于是两人一道用膳,之后谢子钦带了程锦之去御书房,往常的时候谢子钦在这里处理政务,有时让程锦之研墨打发时间。
有时他就坐在一边,面前摆着谢子钦让人搜罗来的一些新奇玩意儿解闷,他总是能被那些东西吸引住,在御书房里安安静静地摆弄——最开始的时候还有些拘束,只是一双眼睛盯着看,谢子钦笑过,等到谢子钦不注意的时候,他又实在是耐不住了才肯伸手,到后来倒是没那么拘束了,谢子钦便偶尔往他这边瞧上一眼,说是看着他觉得心里欢喜。
程锦之却从来看不出他的欢喜,他知道帝王大都不露喜怒的。
如今日一样,他也看不出谢子钦的心思。
谢子钦没有让他研墨,把他拉着到了御案边,像是随手一样从案上抽出一本奏折来:“小锦之来陪朕看奏折吧。”
或许程锦之不懂什么大道理,但是也知道奏折不是随便什么人都能看的,这般僭越的事他不敢做。
但是不等他推辞,谢子钦便把人一拉,程锦之跌坐在他腿上,他将人拥住,拉着他的手将那一本奏折放到他手里:“没事,是朕要让你看的。”

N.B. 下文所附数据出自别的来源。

PR #17974, opened 2026-08-07
fix(ui): preserve basic auth across tabs

### LINKED ISSUE #17950: Opening a new tab on logged instance with asked me to login
### Describe the issue

- Login on the instance 
- Open any page on a new tab 
- You will be redirected to login page 
- same when opening http://localhost:8080/ui/main directly

### Environment

- Kestra Version: develop

n200534:
## Summary
- Persist the credential-free basic-auth marker in local storage.
- Clear the marker on logout.
- Add regression coverage for authentication restored in a new tab.

## Root cause
The session cookie is shared across tabs, but the UI marker was kept in tab-scoped session storage. A new tab therefore treated an authenticated user as logged out.

Fixes #17950

## Validation
- npm run test:unit -- --run src/utils/basicAuth.spec.ts
- npm run check:types


n200534:
i have opened the PR ,Can  You Please review it and merge. Thanks😊

MilosPaunovic:
Hi @n200534,

ui/src/utils/basicAuth.ts
```diff
@@ -7,7 +7,7 @@ import {useClient} from "@kestra-io/kestra-sdk"
 const AUTH_FLAG_KEY = "kestraBasicAuthenticated"
 
 export async function logout() {
-    sessionStorage.removeItem(AUTH_FLAG_KEY)
+    localStorage.removeItem(AUTH_FLAG_KEY)
```
elevatebart, line 10: A problem exists with using `localStorage` instead of `sessionStorage`. If one quits chrome entirely, the cookies are cleaned but the localStorage is not. This means we cannot trust localStorage to convey login information. 

When I tested your branch I followed these steps:
- logged in ✅
- navigated ✅
- Quit Chrome ✅
- opened kestra again 🔄
- loaded forever and failed 💥

elevatebart (changes requested):
Great momentum forward. 
Thank you for taking this one on. ❤️

I have a problem with using localStorage to store the login status as when you quit chrome, the values are kept. Instead, if there is no value, if we do not know wether user is connected or not, could we instead try to ping the server to confirm?

elevatebart:
There is another more efficient solution. 
Problem is, it involves backend changes.
The Basic AUTH cookie is not accesible by JS, but we could set another cookie up at the same time.
This is done in `MiscController.java`.

elevatebart:
After investigation, if I access anything during `isLoggedIn()` I make the function async, which means I have to update a lot of code around for a solution that is partially wrong.
Furthermore, as soon as I ping an unauthenticated route, I get the annoying native login dialog triggered by the BASIC_AUTH challenge. 
I believe we are not on the right path here.
I will draft a PR for the alternative version of the auth I thought of.

[EDIT] https://github.com/kestra-io/kestra/pull/18024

“长懿……”拿着那一本奏折,程锦之只觉得重若千钧,怎么也不敢真的打开,谢子钦完全看不出他的为难,等了一会,才在程锦之求饶的目光下握着他的手将奏折打开。
“好好看。”一抬眼就看到程锦之并未看奏折而是在看自己,轻轻咬着下唇万分可怜,若是从前如此的话,谢子钦便要忍不住好好一亲芳泽。
但是这次谢子钦只是没什么笑意地笑了一下,然后直接用手捏着他Jing巧的下巴转过去,对着手里的奏折:“念给朕听。”
程锦之还没意识到什么,只是知道眼下不管他怎么示弱谢子钦也是不会改变心意的,他终究不敢违抗他的命令,颤着鸦翅般的眼睫,怯怯而小心地将目光移到那一页纸上。
谢子钦要他念,并且很耐心地等着他,程锦之挨不过,最终只能小声的一字一字很慢地将上面的内容念出来。
因为太过紧张,他念得并不顺畅,磕磕绊绊的开头,念一句就要抬眼去偷偷觑谢子钦一眼,恰好两人视线对在一处,每一次程锦之看过去,谢子钦都好像在鼓励似的看着他。
终于念完最后一个字,直到结束这一刻程锦之莫名觉得心底一凉,这才后知后觉地发现古怪。
看着那一枚鲜红的印章他甚至来不及思考更多,心沉到一半时谢子钦的声音响起:“看出来什么了么,这不是寻常那些大臣呈上来的奏折,是密函,小锦之可知道什么是密函?”
盖着玉玺的密函如圣旨,假造密函就如假颁圣旨。
但谢子钦没有继续解释,他感受到怀中的人身上有些僵硬,但是他的语调却还是没有变,又说:“是不是很眼熟?”